··· PROVIDED RECORDS

Issue #451, opened 2020-04-02
Asset Pipeline V3: Immutable (Const) cache entries and separation of `IAssetMetadata` from `IAsset`


devshgraphicsprogramming:
We have ran into problems with some of the "built-in"s turning out to be mutable (don't want to mutate a built-in), a clone function has been added but it seems not enough.

Mentioned here:
https://github.com/buildaworldnet/IrrlichtBAW/issues/384#issuecomment-544130414

Furthermore making the `IAsset` hold a pointer to `IAssetMetadata` leads to unnecessary asset duplication and problems when trying to optimize the usage of GPU resources (pipelines and memory, in most cases).

To be achieved:
```
A) Immutable cached objects (think const Asset Cache)
B) Metadata not built-into the IAsset (asset cache holding bundles of pair<smart_refctd_ptr<IAsset>,smart_refctd_ptr<IAssetMetadata>>
```

Issue #23, opened 2018-01-31
Make getMesh() thread-safe


devshgraphicsprogramming:
Issue #22 is a pre-requisite

Also requires:
1) making MeshLoaders thread safe.
2) #24 Rewriting the VAO (IMeshDataFormatDesc) system for multiple contexts

Issue #22, opened 2018-01-31
Make getTexture() thread-safe


devshgraphicsprogramming:
Involves:
1) Rework the Atomic Lock interface to be more irrlicht-ty
2) Rewriting IReferenceCounted to include an Atomic Lock
3) making the texture cache thread-safe

PR #549, opened 2020-10-14
Immutable assets

Crisspl:


include/irr/asset/IAsset.h
```diff
@@ -167,25 +173,40 @@ class IAsset : virtual public core::IReferenceCounted
 
         virtual core::smart_refctd_ptr<IAsset> clone(uint32_t _depth = ~0u) const = 0;
 
+		inline E_MUTABILITY getMutability() const { return m_mutability; }
+		inline bool isMutable() const { return getMutability() == EM_MUTABLE; }
+		inline bool canBeConvertedToDummy() const { return (getMutability()&EM_CPU_PERSISTENT) != EM_CPU_PERSISTENT; }
```
devshgraphicsprogramming: not sure I want these as public.

We should have a `setMutability`

include/irr/asset/IAsset.h
```diff
@@ -167,25 +173,40 @@ class IAsset : virtual public core::IReferenceCounted
...
 	private:
 		friend IAssetManager;
 		core::smart_refctd_ptr<IAssetMetadata> m_metadata;
 
-		void setMetadata(core::smart_refctd_ptr<IAssetMetadata>&& _metadata) { m_metadata = std::move(_metadata); }
+		void setMetadata(core::smart_refctd_ptr<IAssetMetadata>&& _metadata) 
+		{
+			//we have to talk about it (TODO)
+			//if (isImmutable_debug())
+			//	return;
```
devshgraphicsprogramming: doesn't matter what you do here because of #451 which means that it should be the `SAssetBundle` that holds the metadata, not the `IAsset` (a future TODO along with #22 #23 which are still open because of a rare scheduling loophole)

include/irr/asset/ICPUBufferView.h
```diff
@@ -44,11 +44,24 @@ class ICPUBufferView : public IBufferView<ICPUBuffer>, public IAsset
 		_IRR_STATIC_INLINE_CONSTEXPR auto AssetType = ET_BUFFER_VIEW;
 		inline E_TYPE getAssetType() const override { return AssetType; }
 
-		ICPUBuffer* getUnderlyingBuffer() { return m_buffer.get(); }
+		ICPUBuffer* getUnderlyingBuffer() 
+		{
+			return m_buffer.get();
```
devshgraphicsprogramming, line 48: forgot something?

include/irr/asset/ICPUDescriptorSet.h
```diff
@@ -148,6 +151,10 @@ class ICPUDescriptorSet final : public IDescriptorSet<ICPUDescriptorSetLayout>,
 		//! Can modify the array of descriptors bound to a particular bindings
 		inline core::SRange<SDescriptorInfo> getDescriptors(uint32_t index) 
 		{ 
+			//this must be commented-out, otherwise cpu2gpu doesnt have access to descriptors
+			//if (isImmutable_debug())
+			//	return core::SRange<SDescriptorInfo>{nullptr, nullptr};
```
devshgraphicsprogramming: does the cpu2gpu need non-`const` `SDescriptorInfo` ?

include/irr/asset/ICPUDescriptorSet.h
```diff
@@ -128,7 +128,10 @@ class ICPUDescriptorSet final : public IDescriptorSet<ICPUDescriptorSetLayout>,
 		_IRR_STATIC_INLINE_CONSTEXPR auto AssetType = ET_DESCRIPTOR_SET;
```
devshgraphicsprogramming, line 135: convertToDummyObject above this line does not check for mutability

include/irr/asset/ICPUDescriptorSet.h
Crisspl: need non-const descriptors

include/irr/asset/ICPUDescriptorSet.h
Crisspl: because it doesnt have to, it would change nothing

include/irr/asset/ICPUImage.h
```diff
@@ -65,10 +65,14 @@ class ICPUImage final : public IImage, public IAsset
 
 		virtual bool validateCopies(const SImageCopy* pRegionsBegin, const SImageCopy* pRegionsEnd, const ICPUImage* src)
 		{
+			//TODO why is it not const method?
```
devshgraphicsprogramming: if it can be const, make it const

include/irr/asset/ICPUDescriptorSet.h
devshgraphicsprogramming: but why?

src/irr/asset/IAssetManager.cpp
```diff
@@ -90,7 +90,7 @@ std::function<void(SAssetBundle&)> irr::asset::makeAssetGreetFunc(const IAssetMa
 		auto rng = _asset.getContents();
 		//assets being in the cache must be immutable
         for (auto ass : rng)
-			_mgr->setAssetMutable(ass.get(), false);
+			_mgr->setAssetMutability(ass.get(), IAsset::EM_IMMUTABLE);
```
devshgraphicsprogramming: why are you changing our default caching to "always immutable" ?

devshgraphicsprogramming:
I see a problem that
```
            if (isDummyObjectForCacheAliasing)
                return;
```
is used an an "early out" on all `convertToDummyObject`

Now because the call is recursive (goes through children) and whether a child is converted depends on its mutability state... this means that just because it was called before on an asset, won't guarantee that a second call is not going to produce side-effects.

This logic was broken even before mutability concerns, when we first introduced the recursion depth parameter.

src/irr/asset/IAssetManager.cpp
devshgraphicsprogramming: default behaviour should be no change (assets go in as MUTABLE)

Crisspl:
> I see a problem that
> 
> ```
>             if (isDummyObjectForCacheAliasing)
>                 return;
> ```
> 
> is used an an "early out" on all `convertToDummyObject`
> 
> Now because the call is recursive (goes through children) and whether a child is converted depends on its mutability state... this means that just because it was called before on an asset, won't guarantee that a second call is not going to produce side-effects.
> 
> This logic was broken even before mutability concerns, when we first introduced the recursion depth parameter.

this `if` doesn't concern mutability at all. However I see your point.. for example at first I call converttodummy(0) and after that converttodummy (2). And levels 1 and 2 won't be converted then

include/irr/asset/IAsset.h
Crisspl: setting asset's mutability is exclusive for asset manager and it's already a friend of IAsset

devshgraphicsprogramming: ah ok, but still the public functions here are a bit ugly, they should be protected.

include/irr/asset/IAsset.h
```diff
@@ -173,6 +173,17 @@ class IAsset : virtual public core::IReferenceCounted
 
         virtual core::smart_refctd_ptr<IAsset> clone(uint32_t _depth = ~0u) const = 0;
 
+		//! restore() is not recursive!
+		virtual bool restore(IAsset* _other)
+		{
+			if (!this->isADummyObjectForCache())
+				return false;
+			assert(!_other->isADummyObjectForCache());
```
devshgraphicsprogramming: would be useful if we called it `swapContents` and had the two assets swap stuff around

include/irr/asset/IAssetManager.h
```diff
@@ -422,8 +422,7 @@ class IAssetManager : public core::IReferenceCounted, public core::QuitSignallin
         //TODO change name
         bool insertAssetIntoCache(SAssetBundle& _asset)
         {
-            const uint32_t ix = IAsset::typeFlagToIndex(_asset.getAssetType());
-            return m_assetCache[ix]->insert(_asset.getCacheKey(), _asset);
+            return insertAssetIntoCache(_asset, IAsset::EM_CPU_PERSISTENT);
```
devshgraphicsprogramming: this is now mutable by default, yes?

include/irr/asset/ICPUPipelineCache.h
```diff
@@ -110,10 +110,21 @@ class ICPUPipelineCache final : public IAsset
...
 			m_cache.clear();
 	}
 
+	bool restore(IAsset* _other) override
+	{
+		if (!IAsset::restore(_other))
+			return false;
+
+		auto* other = static_cast<ICPUPipelineCache*>(_other);
+		std::swap(m_cache, other->m_cache);
```
devshgraphicsprogramming: can we even restore this?

include/irr/asset/ICPUBuffer.h
```diff
@@ -60,6 +60,18 @@ class ICPUBuffer : public asset::IBuffer, public asset::IAsset
...
+            auto* other = static_cast<ICPUBuffer*>(_other);
+            std::swap(data, other->data);
+            assert(size == other->size);
+
+            return true;
+        }
+
         virtual void convertToDummyObject(uint32_t referenceLevelsBelowToConvert=0u) override
         {
             if (isDummyObjectForCacheAliasing)
```
devshgraphicsprogramming: maybe fold this check into `canBeConvertedToDummy`

devshgraphicsprogramming: btw, `convertToDummyObject_common` will set `isDummyObjectForCacheAliasing = true;`

include/irr/asset/ICPUPipelineCache.h
```diff
@@ -110,10 +110,21 @@ class ICPUPipelineCache final : public IAsset
 	size_t conservativeSizeEstimate() const override { return 0ull; /*TODO*/ }
 	void convertToDummyObject(uint32_t referenceLevelsBelowToConvert = 0u) override
 	{
-		if (canBeConvertedToDummy())
+		if (!isADummyObjectForCache() && canBeConvertedToDummy())
```
devshgraphicsprogramming: as I wrote, you could fold `usADummyObjectForCache` into `canBeConvertedToDummy`

include/irr/asset/ICPUPipelineCache.h
Crisspl: hm.. good point. This asset is kinda special because the idea was GPU object->asset->potentially save on disk

include/irr/asset/IAssetManager.h
Crisspl: public `IAssetManager::insertIntoCache` sets asset's mutability as cpu persistent (so that everything that is added to cache explicitely by user is cpu persistent), but `IAssetLoaderOverride` sets mutability as mutable (everything loaded by `getAsset` and subassets that are added to cache during the loading process are mutable)
All the builtins are added to cache as immutable

include/irr/asset/IAsset.h
Crisspl: shouldnt user be able to query asset's mutability level?

include/irr/asset/IAsset.h
```diff
@@ -196,7 +196,7 @@ class IAsset : virtual public core::IReferenceCounted
 
 		inline E_MUTABILITY getMutability() const { return m_mutability; }
 		inline bool isMutable() const { return getMutability() == EM_MUTABLE; }
-		inline bool canBeConvertedToDummy() const { return (getMutability()&EM_CPU_PERSISTENT) != EM_CPU_PERSISTENT; }
+		inline bool canBeConvertedToDummy() const { return !isADummyObjectForCache() && (getMutability()&EM_CPU_PERSISTENT) != EM_CPU_PERSISTENT; }
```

······

**ASSIGNED TASK**
Every line of the data above that includes "friend" should be listed.

**COMPLETED TASK**
 		friend IAssetManager;
Crisspl: setting asset's mutability is exclusive for asset manager and it's already a friend of IAsset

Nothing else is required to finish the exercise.